The question on many minds these days is the impact of Sen. Arlen Specter's switch to the Democratic Party. The temptation is to say both "a lot" and "not much," because either answer pretty much applies.
The reasoning behind "a lot" is that this is simply the final -- or at least the most recent -- indignity for a Republican Party that has dropped from parity in voters' party identification in 2004 to 7 or 8 percentage points behind, and that has suffered a net loss over the past two elections of 54 House seats and 14 Senate seats (including Al Franken's all-but-certain victory in Minnesota but excluding Specter's switch). And, of course, the GOP also lost the presidency.
The decision by Pennsylvania's senior senator to bolt from the Republican Party was undeniably an act of extraordinary expediency by one of the most opportunistic politicians of this era. But his motivation underscores the larger point. Had Republicans taken a committee slot away from Specter or spurned him in any way, this party switch could be attributed simply to an act of pique. But that didn't happen. Specter didn't change parties out of spite or revenge, as some others have done. His move was simply about political survival -- no more, no less.
In National Journal's 2008 voting ratings, Specter had one of the eight-most-centrist records in the Senate. For him, that was both the solution and the problem. A voting record sufficiently moderate for a Republican to win a general election in Pennsylvania made him insufficiently conservative to win a Republican primary when challenged by a hard-right conservative. That's a Republican problem, not just a Specter problem.
And that fact brings us back to the implications of Specter's switch and to perhaps the only thing in the episode that Republicans can laugh about. Specter's denial to moderator David Gregory on NBC's Meet the Press that he had promised President Obama and others that he will be a "loyal Democrat" had to be greeted by side-splitting laughter in the GOP cloakrooms. In his many years as a Republican senator, Specter had never been a particularly loyal Republican, so why would anyone believe he would now become a loyal Democrat?
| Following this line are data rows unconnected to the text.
Issue #4233, opened 2018-09-20
Apps plugin: wrong open_sockets counter when fd type changes


vdombrovski:
Bug has been tested on Linux, with netdata 1.9, 1.10 and current master (2087ce00).

Can be reproduced by monitoring the following process:

```c
// mutating_fd.c
#include <stdio.h>
#include <unistd.h>
#include <sys/socket.h>

int main(void)
{
   int fd, sockfd, IVAL = 1e6;

   for (int i=0; i<5; i++) {
      fd = fileno(tmpfile());
      sockfd = socket(AF_INET, SOCK_STREAM, 0);
      usleep(IVAL);
      dup2(fd, sockfd);
      usleep(IVAL);
      close(fd);
      usleep(IVAL);
   }
   return 0;
}
```

```sh
gcc -Wall mutating_fd.c -o mutating_fd
echo "mutating_fd: *mutating_fd*" >> /etc/netdata/apps_groups.conf
systemctl stop netdata
/usr/libexec/netdata/plugins.d/apps.plugin 1 | grep apps.sockets -A 2
```

**Expected behavior (stdout)**:
```
BEGIN apps.sockets 999659
SET mutating_fd = 1
[..]
BEGIN apps.sockets 999659
SET mutating_fd = 1
[..]
BEGIN apps.sockets 999659
SET mutating_fd = 1
```
> sometimes the value can also be 0

Expected behavior would be consistent with lsof output
```sh
lsof -c mutating | grep -c sock
1
```

**Actual behavior**:
```
BEGIN apps.sockets 999659
SET mutating_fd = 1
[..]
BEGIN apps.sockets 999659
SET mutating_fd = 2
[..]
BEGIN apps.sockets 999659
SET mutating_fd = 3
[..]
```

Problem comes from this toggle, which doesn't check that the registered fd is actually of the same type as the original one:

https://github.com/firehol/netdata/blob/2087ce00/src/apps_plugin.c#L1790

**The issue might also affect BSD systems**, but I can't confirm this.

ktsaou:
merged the fix.

PR #4234, opened 2018-09-20
WIP: Apps plugin: fix wrong open_sockets counter when fd type changes

vdombrovski:
This PR is a fix attempt for #4233. The fix is for Linux systems only, as I can't confirm that the problem affects BSD systems.

### DIFF
--- a/src/apps_plugin.c
+++ b/src/apps_plugin.c
@@ -342,6 +342,8 @@ struct pid_stat {
     // kernel_uint_t io_cancelled_write_bytes;
 
     int *fds;                       // array of fds it uses
+    char * *fd_paths;               // array of fd paths
+    int *fd_last_readlink;          // array of last fd readlink check timestamps
     int fds_size;                   // the size of the fds array
 
     int children_count;             // number of processes directly referencing this
@@ -691,7 +693,10 @@ static inline struct pid_stat *get_pid_entry(pid_t pid) {
 
     struct pid_stat *p = callocz(sizeof(struct pid_stat), 1);
     p->fds = callocz(sizeof(int), MAX_SPARE_FDS);
+    p->fd_paths = callocz(sizeof(char *), MAX_SPARE_FDS);
+    p->fd_last_readlink = callocz(sizeof(int), MAX_SPARE_FDS);
     p->fds_size = MAX_SPARE_FDS;
+
 
     if(likely(root_of_pids))
         root_of_pids->prev = p;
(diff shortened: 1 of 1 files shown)


src/apps_plugin.c
```diff
@@ -1760,20 +1760,20 @@ static inline int read_pid_file_descriptors(struct pid_stat *p, void *ptr) {
             p->fds_size = fdid + MAX_SPARE_FDS;
         }
 
-        if(unlikely(p->fds[fdid] == 0)) {
-            // we don't know this fd, get it
+        // get fd information
+        sprintf(fdname, "%s/proc/%d/fd/%s", netdata_configured_host_prefix, p->pid, de->d_name);
```
ktsaou: hm... this means on a system with many thousands of fds, we will do many thousands of sprintfs per second. Have you checked the increased CPU utilization due to this?

I see `readdir()` returns the inode number. We could probably cache that inode number and compare it at the next iteration.

If this works, it will save the `sprintf()` and the `readlink()`.

What do you think?

vdombrovski: I agree. In the current implementation there must be indeed some impact of calling `readlink()` on every single fd for each collection.

I'll try adding an array of inodes to each pid_stat then, much like we currently do with the `fdid->slot` assignation.

ktsaou: Can you please check using your test tool this will work?
It may not report inodes or something.

Also, it may be easier to convert the existing array of ints to an array of structures, with each structure having 2 ints (fd, inode). I can't tell right now which way is better.

vdombrovski: Actually, on second though, I'm having some doubts about this. It has been already specified here: https://github.com/firehol/netdata/blob/5886a64/src/apps_plugin.c#L1787

When a FD number is reused for another link, the inode number stays the same. So we'll always pass the inode check against the cache, even if the link type isn't the same.

ktsaou: hm... this means the best we can do is to cache the filenames, so that we will not do `sprintf` all the time. This will be tricky, since we will have to `strdupz()` and `freez()` these buffers.

Then, we may be able to save a bit on resources, if we don't `readlink()` every single second. So, we could have a timestamp too and execute `readlink()` every 2, 3, or 5 seconds, depending on a global option.

vdombrovski:
Tagged as WIP because all points discussed haven't yet been addressed (notably, `readlink_interval` is not yet configurable).

I ended up using multiple arrays to cache last `readlink` checks and fd names. It would indeed be better to use a `struct` instead, I might add it later.

Please don't hesitate to review the implementation, as I'm not really a seasoned C developer. (Checked functionality, memleaks and GCC warnings still).

ktsaou:
This pull request **fixes 1 alert** when merging c4e412583b62365bd48a63534713cca9247bcfc2 into 9ca9d491d67f1fecc8e8f455d4de8df2a73a371a - [view on LGTM.com](https://lgtm.com/projects/g/firehol/netdata/rev/pr-0b705d971778c8dee12b851081a435227e8e6750)

**fixed alerts:**

* 1 for FIXME comment

---

ktsaou:
ok, fixed this with #4243

ktsaou:
merged the fix.

PR #4242, opened 2018-09-21
Added -NoLog parameter for megacli calls

vobruba-martin:
Running `megacli` without the `-NoLog` parameter leads to generating a `MegaSAS.log` file in the current working directory (for me it is `/etc/netdata/MegaSAS.log`). The file is growing really fast because it is appended after every `megacli `call.


l2isbad:
thx @vobruba-martin 

Cc @petarkozic

ktsaou:
merged! thank you!

PR #4243, opened 2018-09-21
apps.plugin now checks fds for changes, with adaptive caching

### LINKED ISSUE #4233: Apps plugin: wrong open_sockets counter when fd type changes

ktsaou:
fixes #4233 
fixes #4234

apps.plugin monitors the file descriptors of processes and reports their type (file, socket, pipe, etc).
There was an issue: apps.plugin read the fds, but if a process closed and re-opened the same fd number, apps.plugin did not detect the change.

Unfortunately, scanning all the fds of all processes, every single second is resource intensive.
Actually, it doubles the CPU utilization of apps.plugin (which is already quite heavy).

To work around it, this PR does the following:

1. It caches the `/proc` filenames of all open fds. These never change. They are links like `/proc/self/fd/*` shows them. So, once a process opens an fd number, its filename will remain forever in apps plugin, until the process exits. This avoids an `snprintf()` per open file per iteration.

2. apps.plugin now caches links fds resolve to (the results of `readlink()`). But this caching involves some **trust**: as time passes and the fd is unchanged, apps.plugin skips iterations on it.

   It works like this: the first time apps.plugin sees a fd, it will check it at the next iteration too. But then, as iterations continue to find the fd unchanged, apps.plugin skips iterations (uses the cached result), up to 60 seconds.

   So, apps.plugin checks the fd in these iterations 0, 1, 3, 6, 10, 15, 21, 28, etc up to 60 and then every 60.

   This caching has some randomness in it, so that if you start apps.plugin now it won't process all the files together every 60 seconds. So, it tries to distribute them between 60 to 70 seconds each (this happens for the first 60 seconds too).

This is CPU utilization delta, before and after (something like +5 to 10%):

image

This is the caching in action (so when started it did a lot of refreshes, and as files were trusted, it did it less frequently):

image

And this is now changed links found on already open fds:

image

Of course, caching uses some memory (increased from 3.6 to 5 MB):

image

The plugin also detects if files have been changed, using the `/proc` inodes:

image

---

To control this caching, apps.plugin has a new command line option:

```
fds-cache-secs N
```

Where N is the max number of seconds for such a cache.
Caching can be disabled by setting `N = 0`. In this case, apps.plugin will read all the fd, of all processes, on every iteration.

You can configure this setting from `netdata.conf`:

```
[plugin:apps]
	# update every = 1
	command options =  fds-cache-secs 10
```

The above sets the max caching time to 10 seconds (+ randomness of 10 more).

For `fds-cache-secs < 10` the randomness doubles `fds-cache-secs`. So, if you set `fds-cache-secs 2`, the max cache time will be 4 seconds.

For `fds-cache-secs > 10` the randomness is fixed to `10` seconds.


ktsaou:
This pull request **fixes 1 alert** when merging 4178a7503d113e13715ed5d3b44e19c95163b496 into 9ca9d491d67f1fecc8e8f455d4de8df2a73a371a - [view on LGTM.com](https://lgtm.com/projects/g/firehol/netdata/rev/pr-15b5ee81937eab92858ee9e9db5a57d55302038f)

**fixed alerts:**

* 1 for FIXME comment

---

ktsaou:
This pull request **fixes 2 alerts** when merging 6ff3ffc21bc7f7064eae5fed609b1ebcc8003bf5 into 9ca9d491d67f1fecc8e8f455d4de8df2a73a371a - [view on LGTM.com](https://lgtm.com/projects/g/firehol/netdata/rev/pr-ee6f831a813fa45f3ede2e025b6948037b2a5340)

**fixed alerts:**

* 2 for FIXME comment

---

ktsaou:
This pull request **fixes 2 alerts** when merging dcd528b03c3c71107707a34b1490fd68ca0dcc5a into 9ca9d491d67f1fecc8e8f455d4de8df2a73a371a - [view on LGTM.com](https://lgtm.com/projects/g/firehol/netdata/rev/pr-e1edcbc8f0453005140e964c1798c3dbaf5a3491)

**fixed alerts:**

* 2 for FIXME comment

---

PR #4270, opened 2018-09-23
Fix several typos in documentation

Calinou:
There's probably a lot more to fix, but it's better than nothing :slightly_smiling_face:


ktsaou:
Thank you!
Yes, there are a lot more and I sure the wiki is full of typos too...

PR #4281, opened 2018-09-24
tcp syn and accept queue charts and alarms

### LINKED ISSUE #3234: Unexpected ipv4 tcp listen drops
Hi, 
I'm running `netdata` on CentOS 7.4 and almost every day I receive the following message via Telegram:
```
ipv4.tcplistenissues (tcp)
1m ipv4 tcp listen drops = 1 drops
the number of TCP listen socket drops during the last minute
```
I checked every log file on the server, but did not find anything that could be related to the issue. Could you please help me to detect what causes such messages?

In addition, here is `netstat` output:
```
# netstat -anp | grep LISTEN
tcp        0      0 0.0.0.0:22              0.0.0.0:*               LISTEN      840/sshd            
tcp        0      0 127.0.0.1:8125          0.0.0.0:*               LISTEN      31168/netdata       
tcp        0      0 127.0.0.1:19999         0.0.0.0:*               LISTEN      31168/netdata       
tcp        0      0 127.0.0.1:3306          0.0.0.0:*               LISTEN      1200/mysqld         
tcp6       0      0 :::80                   :::*                    LISTEN      837/httpd           
tcp6       0      0 :::22                   :::*                    LISTEN      840/sshd            
tcp6       0      0 :::443                  :::*                    LISTEN      837/httpd           
tcp6       0      0 ::1:8125                :::*                    LISTEN      31168/netdata       
unix  2      [ ACC ]     STREAM     LISTENING     10514    1/systemd            /run/lvm/lvmpolld.socket
unix  2      [ ACC ]     SEQPACKET  LISTENING     10524    1/systemd            /run/udev/control
unix  2      [ ACC ]     STREAM     LISTENING     16466    1200/mysqld          /var/lib/mysql/mysql.sock
unix  2      [ ACC ]     STREAM     LISTENING     12968    1/systemd            /var/run/dbus/system_bus_socket
unix  2      [ ACC ]     STREAM     LISTENING     7592     1/systemd            /run/systemd/journal/stdout
unix  2      [ ACC ]     STREAM     LISTENING     23225    2521/NetworkManager  /var/run/NetworkManager/private-dhcp
unix  2      [ ACC ]     STREAM     LISTENING     10458    1/systemd            /run/systemd/private
unix  2      [ ACC ]     STREAM     LISTENING     10483    1/systemd            /run/lvm/lvmetad.socket
```

ktsaou:
fixes #3234 

Thanks to @literal, this PR:

1. Adds a new chart `ipv4.tcp_syn_queue` that tracks `TcpExtTCPReqQFullDoCookies` and `TcpExtTCPReqQFullDrop`
2. The chart `ipv4.tcplistenissues` is now renamed to `ip.tcp_accept_queue` that tracks `TcpExtListenOverflows` and `TcpExtListenDrops`
3. The alarm `1m_ipv4_tcp_listen_drops` is now names `1m_tcp_accept_queue_drops` and triggers critical when there is >150min drops.
4. The alarm `1m_ipv4_tcp_listen_overflows` has been renamed to `1m_tcp_accept_queue_overflows`
5. New alarm `1m_tcp_syn_queue_drops` is tracking `TcpExtTCPReqQFullDrop`
6. New alarm `1m_tcp_syn_queue_cookies` is tracking `TcpExtTCPReqQFullDoCookies`
7. Added the explanation given by @literal here: https://github.com/netdata/netdata/issues/3234#issuecomment-423935842 to both the alarm configuration file and above the charts.
8. All charts of `/proc/net/netstat` have now their own category on the dashboard `Networking Stack`, since they track internal functions of the networking stack at the kernel, which are common to both IPv4 and IPv6.

The charts:

image

The alarms:

image


ktsaou:
@literal I am looking forward for your help, so feel free to comment.

You believe `TcpExtListenDrops` should be part of another chart or a chart of its own?

For example, we already have charts for:

1. `ipv4.tcphandshake` with `EstabResets`, `OutRsts`, `AttemptFails`, `SynRetrans`
2. `ipv4.tcperrors` with `InErrs`, `RetransSegs`

So, there 3 possibilities to fix this:

1. Leave it at `ipv4.tcp_accept_queue` and have a better description of it.
2. Move it to another existing chart that better suits it
3. Add a new chart for it

What do you think?

ktsaou:
There is also the possibility to revert the old name of this chart `ipv4.tcplistenissues`.
I thought that renaming to `ipv4.tcp_accept_queue` would allow people to better understand what is happening under the hood. But if this is misleading too, we should probably revert the previous name.

literal:
Thinking about it once again, I wonder whether `TcpExtListenDrops` is a very useful metric at all. It's incremented in a variety of different situations, some of which are harmless while others indicate trouble. And there are even cases when incoming TCP connection requests are discarded without `TcpExtListenDrops` being incremented, e.g. when they time out (after retransmitting the SYN/ACK reply a couple of times).
So perhaps it does more harm confusing users than being a useful piece of information?

Apart from that I agree with your idea to keep the metrics on a single chart, renaming them for more clarity, eg. `synOverflows`, `synCookies` and `acceptDrops`. The chart name `ipv4.tcplistenissues` might be a bit misleading though, because the numbers apply to IPv6 as well.

ktsaou:
So, @Ferroin you say we should keep the alarm about `TcpExtListenDrops`, but only trigger it above a threshold (eg above 60/min)?

@literal yes `ipv4` is wrong here. all `/proc/net/netstat` metrics are both IPv4 and IPv6?
If yes, we could provide another category on the dashboard called "IP Networking" with them, separate from IPv4 and IPv6.

Regarding the chart of `TcpExtListenDrops`, so you say to mix "SYN queue" and "Accept queue" to a single chart. Right?

literal:
@Ferroin

>That example _[SYN timeouts]_ is technically an error on the remote peer's end, not the lo9cal end, hence why it's not tracked by TcpExtListenDrops.

Could as well be caused by any router or firewall along the way or even a bad Netfilter rule on **your** server.

If the same thing happens (i.e. the remote side's ACKs don't reach you) but the party 'eating' the packet is so nice as to inform you about it via an ICMP packet, the discarded SYN **is** counted by `TcpExtListenDrops`. To me that seems inconsistent.

> If it's consistently high though, that's a pretty solid indication that something is wrong, even if the exact cause is 'harmless'.

Just one random scenario: A client has a wrong IP address for a service of yours. It happens to be your network's broadcast address. The client keeps trying to reach your service, but SYN packets to broadcast addresses are always discarded, incrementing `TcpExtListenDrops`.
You will see a high number of `TcpExtListenDrops` even though this time the problem really lies on the remote end. And you will have little chance to find the cause of the listen drops short of watching it in Wireshark while it'shappening.
(I know most routers block broadcast addresses, but not all of them. Also the client could be on the local network. And of course, a server application has to listen on the BC address for this, but most web servers, FTP servers etc. are configured to listen on all addresses by default.)

literal:
> @literal yes ipv4 is wrong here. all /proc/net/netstat metrics are both IPv4 and IPv6?

As far as I can tell, they are.

> If yes, we could provide another category on the dashboard called "IP Networking" with them, separate from IPv4 and IPv6.

That sounds like a good idea to me!

> Regarding the chart of TcpExtListenDrops, so you say to mix "SYN queue" and "Accept queue" to a single chart. Right?

Right. Just an idea, though. I'm not passionate about it. :-)

Ferroin:
> If the same thing happens (i.e. the remote side's ACKs don't reach you) but the party 'eating' the packet is so nice as to inform you about it via an ICMP packet, the discarded SYN is counted by TcpExtListenDrops. To me that seems inconsistent.

Wow, I actually didn't know about that one, so yeah, it is inconsistent.

> Just one random scenario: A client has a wrong IP address for a service of yours. It happens to be your network's broadcast address. The client keeps trying to reach your service, but SYN packets to broadcast addresses are always discarded, incrementing TcpExtListenDrops.
You will see a high number of TcpExtListenDrops even though this time the problem really lies on the remote end. And you will have little chance to find the cause of the listen drops short of watching it in Wireshark while it's happening.

It still tells you something is wrong here.  Yes, it may not be your system, but that does not change the fact that _something_ is wrong.

> (I know most routers block broadcast addresses, but not all of them. Also the client could be on the local network. And of course, a server application has to listen on the BC address for this, but most web servers, FTP servers etc. are configured to listen on all addresses by default.)

Listening on the wildcard address is not the same as listening for all inbound traffic that would be routed to the local system.  A wildcard listen address means you listen on all configured addresses for the local machine, but does not include broadcast or multicast addresses.  So, if you're actually seeing this behavior, there's a bug _somewhere_.

Ferroin:
@ktsaou Yes, although I'd go even higher than that.  Probably something more along the lines of 150/minute (roughly 2.5/second).  Essentially, if things are really bad and the more specific alarms are not triggering, we should still be reporting it, but otherwise we shouldn't risk annoying people.

literal:
@Ferroin 

> A wildcard listen address means you listen on all configured addresses for the local machine, but does not include broadcast or multicast addresses.

You're right. My example was rubbish. ;-)

I'm fine with keeping the `TcpExtListenDrops` metric and the corresponding alarm with a higher threshold. I guess it just boils down to a question of taste - whether you value it higher to avoid confusing users with a somewhat inconsistent catch-all metric or to keep something that might someday be useful for someone.

ktsaou:
Is `/proc/net/sockstat` also both IPv4 and IPv6 ?

ktsaou:
> Is `/proc/net/sockstat` also both IPv4 and IPv6 ?

hm... no it is not. I see `/proc/net/sockstat` and `/proc/net/sockstat6`.

Ferroin:
> hm... no it is not. I see /proc/net/sockstat and /proc/net/sockstat6.

Yeah, there's a somewhat surprising degree of inconsistency in `/proc/net`...

Ferroin:
Overall LGTM right now, but I agree that some of the descriptions around this stuff could use some work.

spinitron:
I silenced 1m_ipv4_tcp_listen_drops because I couldn't understand the root cause or if it is something I need to attend to.

So +1 for more description of what the user might _do_ with the information..

ktsaou:
All charts of `/proc/net/netstat` now appear at their own section "Networking Stack".

image

ktsaou:
> I silenced 1m_ipv4_tcp_listen_drops because I couldn't understand the root cause or if it is something I need to attend to.

Most probably this PR will silence it too. With this PR it triggers only when there are `> 150 packets/min` dropped. For the reasons we could detect, we added separate alarms.

ktsaou:
So, unless you can any comments or suggestions, this is ready.

spinitron:
Afaict, this is a good improvement. I agree: ready.

ktsaou:
@vlvkobal we have renamed a number of charts, from `ipv4` and `ip`, because under linux these chart reflect internal counters of the kernel that apply to both ipv4 and ipv6. These are all the charts appearing here: https://github.com/netdata/netdata/blob/master/src/proc_net_netstat.c

A few of these charts are common under FreeBSD and MacOS. I can rename them the FreeBSD/MacOS ones, but the question is: under FreeBSD/MacOS these metrics are IPv4 only or both IPv4 and IPv6?

vlvkobal:
They are IPv4 only.

ktsaou:
merged!

PR #4289, opened 2018-09-25
Python.d PEP 8 cleanup, modules M

Ferroin:
PEP 8 compliance cleanups for python.d modules with names starting with M.

Relevant: #4167


Ferroin:
Just realized that I had missed the mysql module in this one.  Changes for that have been added.  

@l2isbad, @paulfantom If the two of you could recheck this it would be appreciated.

PR #4373, opened 2018-10-10
Fix unevaluated $used_ram_to_ignore on FreeBSD

openspork:
FreeBSD not taking ARC size into consideration when calculating free RAM.  Copying definition of $used_ram_to_ignore from Linux section resolves.

### DIFF
--- a/collectors/node.d.plugin/node.d.plugin.in
+++ b/collectors/node.d.plugin/node.d.plugin.in
@@ -40,7 +40,7 @@ var util = require('util');
 var http = require('http');
 var path = require('path');
 var extend = require('extend');
-var netdata = require('../../../netdata');
+var netdata = require('netdata');
 
 
 // --------------------------------------------------------------------------------------------------------------------


ktsaou:
You can just append `freebsd` to the linux one at the `os` line.
I think however, this was removed for a reason. Let me search for related issues.

ktsaou:
hm... can't find anything related. So, we can enable this on freebsd.
Ping me when you are ready.

openspork:
> hm... can't find anything related. So, we can enable this on freebsd.
> Ping me when you are ready.

I'm ready -- but don't know what I am ready for.  

Sorry!  This is my first pull request.

ktsaou:
@openspork instead of copying the alarm and adding it a second time, you can just append `freebsd` to the Linux version of the alarm. So it will look like that:

```
 os: linux freebsd
```

Adding the same alarm a second time, would be useful only when the freebsd version of the alarm would differ. But I see they are exactly the same. So we can just apply the linux version to freebsd too.

openspork:
> @openspork instead of copying the alarm and adding it a second time, you can just append `freebsd` to the Linux version of the alarm. So it will look like that:
> 
> ```
>  os: linux freebsd
> ```
> Adding the same alarm a second time, would be useful only when the freebsd version of the alarm would differ. But I see they are exactly the same. So we can just apply the linux version to freebsd too.

@ktsaou Done -- now a single declaration for the used_ram_to_ignore alarm

ktsaou:
yes, thank you.
But now the files in the repo have been moved.... sorry.

Now that file is under `health/health.d/`.
Could you please rebase this PR to merge it?

PR #4419, opened 2018-10-17
Evaluate $used_ram_to_ignore on FreeBSD

openspork:
Fix un-evaluated $used_ram_to_ignore variable on FreeBSD.


ktsaou:
merged! thank you!

PR #6911, opened 2019-09-23
Detect deadlock in dbengine page cache

### LINKED ISSUE #6910: DBengine hanging without logging
##### Bug report summary

We have a server collecting about 16,000 dimensions (mainly due to per user cgroups)

The `page cache size` had been left at the default of 32Mb.

Netdata was repeatedly hanging and a junior admin who was looking into it ended up spending a couple of days chasing down lots of red herrings.

After we finally took some stack backtraces we could see nearly all the threads were stuck in [`sleep_usec` in `pg_cache_reserve_pages`](https://github.com/netdata/netdata/blob/v1.17.1/database/engine/pagecache.c#L252)

This was able to pinpoint the issue as not enough page cache.

Increasing `page cache size` fixed the hanging.

There was no clue in the error.log that the `page cache size` was too small.

##### OS / Environment

CloudLinux 7.6 running cPanel/WHM 11.78
208 user accounts

netdata v1.17.1

( installed from [PackageCloud EL7 Repo](https://packagecloud.io/netdata/netdata/el/7/x86_64) )

##### Component Name

DBEngine Logging

##### Steps To Reproduce

Configure netdata to collect too many dimensions for the configured `page_cache_size`

##### Expected behavior

Some kind of warning that there are contention issues with the `page cache`.

Maybe once the failures has reached the failure ceiling then a warning would be appropriate.

mfundul:
##### Summary
Fixes #6910
##### Component Name
database/engine
##### Additional Information
Detect deadlock in dbengine page cache when there are too many metrics and print error message.


cakrit:
I know that this is what the user asked, but it looks like with this we'll leave netdata hanging and log how many error messages until someone realizes what happened and reconfigures it? 

I believe we need a warning and then a critical alarm when we are getting close to the page cache limit. I'd also change the behavior to stop handling new metrics, so that we remain within the limit, always remaining in a critical alarm state. 

No problem merging this if it won't fill the log with errors, but it definitely doesn't fix the problem, regardless of the specificity of the user request.

KrisShannon:
TBH,  When I said logging I just meant some kind of visible warning.

An alarm should be fine,  especially if it also stops handling new metrics so the web UI remains responsive

mfundul:
This will not fill the log but the deadlock will remain as it is currently.

mfundul:
With the latest commit it should now drop metrics so as to resolve the deadlock condition and raise a corresponding alarm. Netdata remains responsive.

mfundul:
> 
> 
> Hi @mfundul ,
> 
> I began to test your PR now, and it was reporting a log of messages inside my error.log, before to bring the images that will show what I am saying, let me describe the tests that I did:
> 
>     * I compiled Netdata using: `CFLAGS="-O1 -ggdb -Wall -Wextra -Wformat-signedness -fstack-protector-all -DNETDATA_INTERNAL_CHECKS=1 -D_FORTIFY_SOURCE=2 -DNETDATA_VERIFY_LOCKS=1" ./netdata-installer.sh --disable-go --disable-lto --dont-wait`
> 
>     * I changed the file `/usr/libexec/netdata/python.d/example.chart.py` to have 16000 dimensions instead 4, I did this changing the line: `for i in range(1, 16000):`
> 
>     * my netdata.conf had the following parameters:
> 
> 
> ```
> memory mode = dbengine
> page cache size = 32
> dbengine disk space = 256
> ```
> 
> I ran Netdata during only 6 minutes with these configuration and I had more than 200000 messages:
> err33

I've changed it to only print once per dbengine instance.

Specter will be a loyal Spectocrat.
Specter was a key swing vote in the Senate when he wore a red jersey, and he will remain one now that he wears a blue jersey. Nothing has changed on that score.
The fact is that with Specter's switch and Franken's virtually inevitable win in the next month or two, Democrats will get their 60 seats. Getting to a filibuster-proof 60 on any given vote will still depend on the issue, though. If on a particular proposal Democrats can hold Evan Bayh of Indiana, Kay Hagan of North Carolina, Tim Johnson of South Dakota, Mary Landrieu of Louisiana, Joe Lieberman of Connecticut, Claire McCaskill of Missouri, Ben Nelson of Nebraska, Mark Pryor of Arkansas, and Mark Warner of Virginia as well as Specter and the 50 other Democrats, they won't need the help of the Senate's two remaining Republican moderates, Maine's Olympia Snowe and Susan Collins.
So Specter's switch doesn't change much of anything on the Senate floor, except whatever votes he might have given his party out of political expediency between now and what would have been his Republican primary next March, in an effort to fend off a challenge from former Rep. Pat Toomey. Now Specter doesn't have to pretend to be a conservative.
More important than whether Specter is wearing a blue or red jersey is whether Obama's job-approval ratings and the economic outlook provide the 10 or so centrist Democrats and the two Republicans in the middle enough cover to feel comfortable backing the president's agenda. If Obama's numbers are holding up and the economy really starts recovering later this year or early next year, as looks increasingly possible, then life will be easier for Majority Leader Harry Reid and Majority Whip Richard Durbin, regardless of which side of the aisle Specter sits on.